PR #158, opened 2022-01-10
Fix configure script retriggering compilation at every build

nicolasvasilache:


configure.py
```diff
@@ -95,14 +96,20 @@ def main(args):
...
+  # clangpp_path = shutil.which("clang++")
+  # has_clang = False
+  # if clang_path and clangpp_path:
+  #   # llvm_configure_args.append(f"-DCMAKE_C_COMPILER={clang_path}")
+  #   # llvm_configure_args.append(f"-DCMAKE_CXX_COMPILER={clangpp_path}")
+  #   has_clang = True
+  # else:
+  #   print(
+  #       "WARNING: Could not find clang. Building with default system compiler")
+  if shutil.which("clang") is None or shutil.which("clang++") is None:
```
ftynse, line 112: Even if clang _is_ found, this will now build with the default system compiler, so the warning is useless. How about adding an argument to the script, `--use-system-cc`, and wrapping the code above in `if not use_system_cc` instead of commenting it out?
------------------------------------------------
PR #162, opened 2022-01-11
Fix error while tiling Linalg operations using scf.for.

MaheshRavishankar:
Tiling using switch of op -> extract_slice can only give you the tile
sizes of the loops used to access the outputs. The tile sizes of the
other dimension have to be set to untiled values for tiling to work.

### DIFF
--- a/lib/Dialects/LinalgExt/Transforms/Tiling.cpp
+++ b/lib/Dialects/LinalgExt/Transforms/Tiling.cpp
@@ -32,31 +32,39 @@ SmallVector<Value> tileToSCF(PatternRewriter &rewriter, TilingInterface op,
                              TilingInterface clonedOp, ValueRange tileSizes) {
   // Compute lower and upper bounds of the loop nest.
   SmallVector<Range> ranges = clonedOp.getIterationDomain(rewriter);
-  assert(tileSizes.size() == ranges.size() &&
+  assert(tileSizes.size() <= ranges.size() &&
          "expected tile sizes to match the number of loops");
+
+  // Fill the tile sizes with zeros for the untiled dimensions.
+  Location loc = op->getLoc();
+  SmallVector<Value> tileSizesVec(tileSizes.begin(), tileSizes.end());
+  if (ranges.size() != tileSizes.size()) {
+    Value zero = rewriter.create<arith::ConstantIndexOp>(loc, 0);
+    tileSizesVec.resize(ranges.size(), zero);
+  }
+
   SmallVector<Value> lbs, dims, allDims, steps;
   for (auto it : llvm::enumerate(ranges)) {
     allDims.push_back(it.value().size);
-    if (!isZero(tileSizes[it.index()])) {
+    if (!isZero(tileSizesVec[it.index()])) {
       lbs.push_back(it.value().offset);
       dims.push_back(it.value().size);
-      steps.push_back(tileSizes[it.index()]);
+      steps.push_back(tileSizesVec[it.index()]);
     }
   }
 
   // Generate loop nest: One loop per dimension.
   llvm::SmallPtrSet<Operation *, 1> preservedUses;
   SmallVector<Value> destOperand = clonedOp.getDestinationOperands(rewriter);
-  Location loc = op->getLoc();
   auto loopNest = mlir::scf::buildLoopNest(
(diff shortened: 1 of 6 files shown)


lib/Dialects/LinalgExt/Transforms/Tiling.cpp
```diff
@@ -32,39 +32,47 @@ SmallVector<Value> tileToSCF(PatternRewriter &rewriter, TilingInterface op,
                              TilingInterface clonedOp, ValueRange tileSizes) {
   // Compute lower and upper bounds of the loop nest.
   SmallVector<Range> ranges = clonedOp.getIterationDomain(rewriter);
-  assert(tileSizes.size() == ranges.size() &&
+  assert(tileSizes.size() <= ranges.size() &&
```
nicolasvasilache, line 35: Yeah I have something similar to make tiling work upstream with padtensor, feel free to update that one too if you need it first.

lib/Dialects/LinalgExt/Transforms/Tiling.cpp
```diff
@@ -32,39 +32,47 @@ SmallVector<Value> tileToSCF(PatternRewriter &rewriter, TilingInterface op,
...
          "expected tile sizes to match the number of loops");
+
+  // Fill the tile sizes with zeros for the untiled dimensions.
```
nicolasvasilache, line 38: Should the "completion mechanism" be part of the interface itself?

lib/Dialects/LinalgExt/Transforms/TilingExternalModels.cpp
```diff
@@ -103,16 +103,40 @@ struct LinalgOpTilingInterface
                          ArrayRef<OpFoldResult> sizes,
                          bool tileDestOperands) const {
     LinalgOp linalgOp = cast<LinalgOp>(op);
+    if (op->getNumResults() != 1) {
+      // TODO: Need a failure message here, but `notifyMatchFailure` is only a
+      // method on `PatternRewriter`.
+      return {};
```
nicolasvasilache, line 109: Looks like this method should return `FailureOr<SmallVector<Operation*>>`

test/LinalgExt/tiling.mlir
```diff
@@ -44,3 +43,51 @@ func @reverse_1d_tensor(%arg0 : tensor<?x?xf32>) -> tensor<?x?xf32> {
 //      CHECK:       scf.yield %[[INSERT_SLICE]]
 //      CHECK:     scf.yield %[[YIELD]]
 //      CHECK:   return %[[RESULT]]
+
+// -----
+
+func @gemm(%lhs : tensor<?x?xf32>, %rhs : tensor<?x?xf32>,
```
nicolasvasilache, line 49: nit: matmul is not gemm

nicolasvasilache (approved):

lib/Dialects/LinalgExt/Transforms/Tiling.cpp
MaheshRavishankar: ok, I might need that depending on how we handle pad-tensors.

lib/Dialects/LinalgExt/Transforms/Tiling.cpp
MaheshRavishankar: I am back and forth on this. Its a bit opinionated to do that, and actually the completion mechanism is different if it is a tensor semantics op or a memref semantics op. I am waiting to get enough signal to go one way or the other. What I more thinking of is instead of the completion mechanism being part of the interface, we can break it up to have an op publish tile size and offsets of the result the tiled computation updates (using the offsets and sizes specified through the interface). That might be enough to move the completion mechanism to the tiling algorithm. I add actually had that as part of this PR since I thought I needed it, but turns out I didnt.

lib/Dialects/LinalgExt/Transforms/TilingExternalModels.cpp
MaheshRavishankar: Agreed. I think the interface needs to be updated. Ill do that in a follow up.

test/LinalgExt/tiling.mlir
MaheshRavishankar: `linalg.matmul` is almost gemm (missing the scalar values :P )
------------------------------------------------
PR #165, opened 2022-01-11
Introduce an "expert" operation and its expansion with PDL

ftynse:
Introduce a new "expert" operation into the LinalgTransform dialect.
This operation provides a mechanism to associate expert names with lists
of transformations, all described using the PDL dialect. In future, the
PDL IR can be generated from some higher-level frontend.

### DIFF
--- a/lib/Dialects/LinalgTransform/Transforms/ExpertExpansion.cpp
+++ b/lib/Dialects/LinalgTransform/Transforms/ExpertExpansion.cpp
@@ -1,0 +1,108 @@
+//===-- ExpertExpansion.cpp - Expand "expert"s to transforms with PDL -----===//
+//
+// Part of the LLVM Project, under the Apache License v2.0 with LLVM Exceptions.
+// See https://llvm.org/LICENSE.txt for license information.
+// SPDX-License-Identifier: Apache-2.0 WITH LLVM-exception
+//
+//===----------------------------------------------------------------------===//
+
------------------------------------------------
For this exercise, output exactly the lines above from the line with "PR #158, opened 2022-01-10" to the line with "ftynse, line 112: Even", counting both, and leave out the rest.

◆ EXPECTED OUTPUT ◆
PR #158, opened 2022-01-10
Fix configure script retriggering compilation at every build

nicolasvasilache:


configure.py
```diff
@@ -95,14 +96,20 @@ def main(args):
...
+  # clangpp_path = shutil.which("clang++")
+  # has_clang = False
+  # if clang_path and clangpp_path:
+  #   # llvm_configure_args.append(f"-DCMAKE_C_COMPILER={clang_path}")
+  #   # llvm_configure_args.append(f"-DCMAKE_CXX_COMPILER={clangpp_path}")
+  #   has_clang = True
+  # else:
+  #   print(
+  #       "WARNING: Could not find clang. Building with default system compiler")
+  if shutil.which("clang") is None or shutil.which("clang++") is None:
```
ftynse, line 112: Even if clang _is_ found, this will now build with the default system compiler, so the warning is useless. How about adding an argument to the script, `--use-system-cc`, and wrapping the code above in `if not use_system_cc` instead of commenting it out?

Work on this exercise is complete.